What truancy means for each student, school, and state varies. While Strategies for Youth, a non-profit, defines truancy as simply “an unexcused absence from school,” the definition of what an excused absence is, and what being “truant” means depends on the state and sometimes even the school district.

Another organization, Truancy Prevention, breaks down the level of states’ involvement even more:

Any unexcused absence from school is considered a truancy, but states enact their own school attendance laws. State law determines 1) the age at which a child is required to begin attending school, 2) the age at which a child may legally drop out of school, and 3), the number of unexcused absences at which a student is considered legally truant

Each state and school is different, so if you’re curious about specific truancy laws, the best thing to do is look in your individual school handbook to figure out the rules.


Case Study: Eileen DeNino

One extreme case that has gained national attention is that of Eileen DeNino of Reading, Pennsylvania. The 55-year-old mother of eight had to serve a two-day sentence because she owed the court system money due to her sons’ truancy issues. Two of her sons had been absent more than the three days that Pennsylvania allows and were fined repeatedly over several years. She never paid the fines, which landed her in jail; however, the first night of her stay she started complaining that it felt hard to breathe. Jail officials allegedly ignored her pleas for help, thinking she was just trying to get out of serving her time. Her cellmate said that she was moaning in pain the entire time. She died later that night due to complications from a previous medical problem.
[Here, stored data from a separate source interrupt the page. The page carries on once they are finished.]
Issue #1677, opened 2019-11-15
Nimbus node in status-go


pedropombeiro:
# Problem
In the long run, we want to replace Geth with Nimbus. The goal of this issue is to allow a side-by-side implementation of Nimbus that can be selected at runtime, through a new field in `params.NodeConfig`. The minimalistic scenario to support is:

1. Creating an in-device account
1. Adding a public chat
1. Sending and receiving a message in the public chat
1. Logging out

# Implementation
<details>
<summary>Known steps towards feature implementation.</summary>

* [x] Cross-compile Nimbus for Android
  * [x] arm64
  * [x] x86 (for Android emulator)
* [x] Link Nimbus Android build with status-go
* [x] Test app deployed to emulator
* [x] Implement `AddPeer`
* [ ] Connect status-go chat account with Nimbus
  * [x] Extract geth types from status-go's `account.Manager` (e.g. `keystore.KeyStore`, `accounts.Manager`)
  * [ ] Create Nimbus version of the geth KeyStore type
* [ ] Connect status-go with Nimbus RPC
  * [x] Connect to local services (`shhext`, `account`, etc)
  * [ ] Implement/adapt routing
  * [ ] Implement missing RPC functions
* [x] Create Nimbus version of `ShhExtService`
* [ ] Integrate Nimbus time drift correction service.
* [ ] ...

</details>

I've added logging to `mobile/status.go` methods that are called by status-react to get a sense of the minimalistic API that would enable this scenario. The logs are here: [log.txt](https://github.com/status-im/status-go/files/3931678/log.txt).

<details>
<summary>List of required functions</summary>
Based on these logs, we can see that the functions required in `status.go` are:

_Note: Required functions are prefixed with a `*`_

* `*`[`AddPeer`](https://github.com/status-im/status-go/blob/9a3ed980c9dcbc6e55fcba843224e447b06eb08f/lib/library.go#L646)
* `*`[`CallPrivateRPC`](https://github.com/status-im/status-go/blob/9a3ed980c9dcbc6e55fcba843224e447b06eb08f/lib/library.go#L192)
* Implemented already in status-go:
  * [`settings_saveConfig`](https://github.com/status-im/status-go/blob/da5876f6324659a28e56b5f5c91a034c010570e2/services/accounts/settings.go#L20)
  * Mailserver-related (all map to DB operations so not an issue, they are still called even if `MailserversConfig.Enabled = false`):
[...]

PR #1794, opened 2020-01-15
Nimbus backend initial implementation

pedropombeiro:
The intent of this PR is to merge the Nimbus work done so far in a way that doesn't impact the way we're using status-go (with geth).

Changes:
  - Replaced `mobile/backend.go` with a pared-down Nimbus version (non-implemented methods will panic for the time being);
  - Still using a couple of Geth services instead of Nimbus replacements (waiting on @kdeme here):
    - keystore while we work to expose the Nimbus version;
    - RPC client/server classes;
  - Tests have not been adapted for Nimbus;
  - Some services have been disabled for Nimbus (mailservers, wallet, personal, discovery);

Thought process/architecture behind the change;
  - status-react will leverage Nix to build a `libnimbus.a` lib and feed it to status-go;
  - The idea is to fork logic at the backend level with the entry point used by status-react (`mobile/backend.go`);
  - We'll do compile-time backend selection (controlled by feature flag in `.env` files). Runtime selection is possible given some time investment;
  - Make it possible to iterate with local repos without needing to commit Nimbus/status-go changes;

Part of https://github.com/status-im/status-go/issues/1677


Makefile
```diff
@@ -282,7 +293,8 @@ ci: lint canary-test test-unit test-e2e ##@tests Run all linters and tests at on
 ci-race: lint canary-test test-unit test-e2e-race ##@tests Run all linters and tests at once + race
 
 clean: ##@other Cleanup
-	rm -fr build/bin/* mailserver-config.json
+	rm -fr build/bin/* mailserver-config.json vendor/github.com/status-im/nimbus
```
jakubgs, line 294: wat?

account/accounts_nimbus.go
```diff
@@ -6,23 +6,24 @@ import (
...
+	m.Manager = &Manager{accountsGenerator: generator.New(m)}
 	return m
 }
 
-// InitKeystore sets key manager and key store.
-func (m *Manager) InitKeystore(keydir string) error {
-	m.mu.Lock()
-	defer m.mu.Unlock()
+// // InitKeystore sets key manager and key store.
+// func (m *Manager) InitKeystore(keydir string) error {
```
jakubgs, line 22: Please don't commit commented out stuff like this.

account/keystore_nimbus.go
```diff
@@ -0,0 +1,49 @@
...
+	"github.com/ethereum/go-ethereum/accounts/keystore"
+
+	gethbridge "github.com/status-im/status-go/eth-node/bridge/geth"
+	// nimbusbridge "github.com/status-im/status-go/eth-node/bridge/nimbus"
+	"github.com/status-im/status-go/eth-node/types"
+)
+
+// makeAccountManager creates ethereum accounts.Manager with single disk backend and lightweight kdf.
+// If keydir is empty new temporary directory with go-ethereum-keystore will be intialized.
+func makeAccountManager(keydir string) (manager *accounts.Manager, err error) {
```
jakubgs, line 19: We're doing a LOT of code duplication with stuff like this. The only difference I see here is the name of the temporary directory which is `nimbus-keystore`. Do we really have to duplicate all this code just to change that?

I guess the main difference is the `gethbridge` used. If that's the case then why can't we parametrize it to accept an interface that can accept both types of bridges?

api/nimbus_backend.go
```diff
@@ -0,0 +1,1027 @@
...
+	defer log.Info("Status backend initialized", "backend", "nimbus", "version", params.Version, "commit", params.GitCommit)
+
+	statusNode := node.NewNimbus()
+	accountManager := account.NewGethManager()
+	// transactor := transactions.NewTransactor()
+	// personalAPI := personal.NewAPI()
+	// rpcFilters := rpcfilters.New(statusNode)
+	return &nimbusStatusBackend{
+		statusNode:     statusNode,
+		accountManager: accountManager,
```
jakubgs, line 90: Same here. All this code duplication just because we want to use a different `AccountManager`? Is that really wise?

jakubgs (commented):
I think a call to explain this PR would be cool.

account/accounts_nimbus.go
pedropombeiro: This is kind of a special case, where we're committing a partially implemented feature that's hidden behind a feature flag. I'm happy to discuss it on a call. Maybe you'd like to join the handover call that I'll be having with @andremedeiros?

jakubgs (approved):
Approving based on conversation I had with Pedro on Thursday. I understand that many of those changes are in a sense temporary and it is intentional that we are avoiding refactoring in order to simplify reaching functionality parity step by step.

Critics have said that her stint in jail is reminiscent of debtor’s prison, which is illegal, while others have said it was wrong because her children were making the decisions on their own. The coroners found that the prison system was not in the wrong.

The law that DeNino broke applies to Pennsylvania, where staying home from school for more than three days is considered truancy. In Berks County alone, “more than 1,600 parents—most of them mothers—have been jailed” for truancy.


A call for reform?

DeNino’s death has led to some calling for change within the education system. While consequences are one thing, parents being fined or put in jail because their children were absent is viewed as something else entirely. Each year, many parents experience problems with a child’s truancy, which commonly leads to fines, loss of custody, and probation for juveniles and/or parents. In some cases these children can be placed in foster care.

For example, in October 2014 the Florida State Attorney’s office issued warrants for the arrest of 44 Jacksonville parents of truant children. One couple, Lucius Corbitt III and Afton Nolan, were both arrested after their daughter missed 40 school days over a three-year period; however, their daughter still made honor roll and was at the top of her class.

“Maybe there are some kids whose parents didn’t want to send them to school,” Corbitt told The Florida Times-Union. “But when my child missed school, my wife and I got make-up work and she passed. … Most days she missed we had doctor’s documentation, but it is so hard to get someone at the school board. It really is crap.”

In other states, such as California, officials have been sent out to do “truancy sweeps” to check up on students who stayed home. In one particular sweep, six parents were arrested, including one parent whose child missed school 21 times. In this situation, most parents were offered parenting classes.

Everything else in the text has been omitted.